終章:彼の夢

第41話 竜王凱旋

 戦いから、3日後。セシル率いる竜人騎士団が、『紫の国』国境砦からアスラハに捕らえられていた『亜人の女性』と『人族の男性』を救い出した後。


——


 未だ瓦礫の山が積まれた『王宮跡地』——の隣に臨時に建てられた簡易執務室にて。

「——その件は後で良いわ。ルクスタシアに回して、配下の子達に持っていってください。家屋に関しては急いでください。未だ市民の20%が仮設住居ですよ。……ああバレッツ大臣、丁度良かった。『紫の国』からの返答はまだかしら。それと食糧。騎士団の3割はそちらへ充ててください。あと——」

 レナリアの座るテーブルの前に、大勢の人が集まっている。皆、経済や産業、建築や魔法など国の主要な部分を担う要職者達だ。竜人族だけでなく、中にはエルフやオーガ、獣人族も居る。

「……!!」

 毎日。

 彼女は『こう』している。玉座とは、悠々とふんぞり返るものなどではない。『国の中で最も働く為の椅子』なのだ。彼女は1日30分の睡眠と9時間に1度、10分間の食事以外は全て、『仮設玉座』にて執務を行い、現状の把握と指示出しを行っている。

「人民大臣は今はどなたですか? 受け入れ市民の種族構成と正確な人数を知りたいのですが。——って、この質問3日前にも2度しましたよね? アウグシア大臣?」

「やっ! 済みませぬ女王。未だ市内は混乱しており……」

「出来ない言い訳を探す前に。部下に任せてここでじっとしていないで、現場に出てください」

「もっ! 申し訳ありませぬ!」

「もう。ライル? ……ライル。居ないの?」

「……女王。ライル様は今、その現場に出て瓦礫処理と住居修繕に尽力されております」

「……そうだったわ。じゃあ、あと3時間後に私も下へ降りて見て回ります。それから戻るまでにこれらの資料を用意しておいてください」

 やることは。考えることは死ぬほどある。国民に対して、生活の安寧を。他国に対して、説明と協力要請を。

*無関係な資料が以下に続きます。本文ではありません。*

PR #694, opened 2026-08-10
chore: Don't force use of system binaries for vcpkg in devcontainer

adamreeve:
This is causing the devcontainer builds to fail because the version of CMake required by vcpkg is now more recent than what is available in Ubuntu 24.04.


adamreeve:
Closing as not needed, vcpkg was updated to work with older cmake

PR #740, opened 2026-09-13
feat(cli): select terminal hosts from command declarations

wolfy-j:
Installing a dependency that contains a second `terminal.host` currently prevents an application's named command from starting: host auto-detection becomes ambiguous even though the application knows which host it uses.

Allow `meta.command.host: namespace:name` to declare that host. An explicit `--host` retains precedence; commands without a declaration retain single-host discovery. Malformed declarations, missing hosts and non-terminal hosts fail before process creation. Selecting a host does not add actor or policy grants.

Validation: focused metadata/security/host tests and the full `cmd/wippy/cmd` race suite pass; current golangci-lint reports zero issues. Tests cover two installed hosts, undeclared ambiguity, missing/wrong-kind targets and malformed metadata. Bee's actual offline restart reproduction reached this ambiguity after its separately diagnosed artifact-cache failure was removed; final Bee integration acceptance follows the runtime build.

### DIFF
--- a/cmd/wippy/cmd/command_host_test.go
+++ b/cmd/wippy/cmd/command_host_test.go
@@ -1,0 +1,73 @@
+// SPDX-License-Identifier: MPL-2.0
+
+package cmd
+
+import (
+	"errors"
+	"testing"
+
+	"github.com/stretchr/testify/require"
+	ctxapi "github.com/wippyai/runtime/api/context"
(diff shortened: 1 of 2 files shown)


skhaz (dismissed):

skhaz (approved):

skhaz (approved):

skhaz (approved):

彼女(政治家)にとっては寧ろ、『戦後』の方が『戦争』なのだ。被害が出ている地域が『竜の峰』とその周辺の町や村だけということが、彼女の負担を大いに減らしていた。

 そして。

「——『ジェラ家』からは?」

「はっ。先程手紙が届きました。……女王に感謝を、と」

「それで充分よ。リルに伝えなきゃ」

「それと、『火の国』からも手紙が」

「読んでおきます。——では一度解散してください」

「女王」

「何ですか?」

 ひとりの大臣が、恐れながら手を挙げた。

「もう、流石に休まれてください。『そのような』大怪我もされているのに。このままでは本当の意味で『忙殺』されてしまいます」

「……ええ。ありがとう。だけど、今でないとできない事が沢山あるわ。ライルのしたことは、当然だけど汚職の一掃にも貢献しているのよ。国にメスを入れるチャンスだわ。大臣の再選定から議会発足、やりたいことはいくらでもある」

「ですが、『女王はひとり』です。それに、今夜は祝勝会もございます」

「あ」

 はたと動きを止めた。

 それを、忘れていた。レナリアは時計を見る。

「危ないっ! 大臣ナイスです。では一時解散ね。良いですね?」

「「はっ!」」

 彼女のひと声で、幕を下ろした。


——


——


「……よう」

「ああ?」

 彩京の中央部にある病院にて。レイジはお見舞いにやってきていた。

 その部屋には、ベッドがふたつある。誂えられたように、ヒューリとシエラが並んで寝ていた。

「……なんでいきなり喧嘩腰に睨むんだ、お前は」

 ぎろりとした視線を向けられ、レイジは可笑しくなった。

「……お前か。なんか用か?」

「夜、祝勝会だろ。シエラ姫の体調はどうだ?」

「——まだだ。俺は良いよ。お前らで楽しんでくれ」

「そう言うと思ったぜ」

 ちらりと、シエラを見る。未だ、起き上がることができない。『翼』をひとつ失うことは、翼人族にとって甚大な被害となるのだ。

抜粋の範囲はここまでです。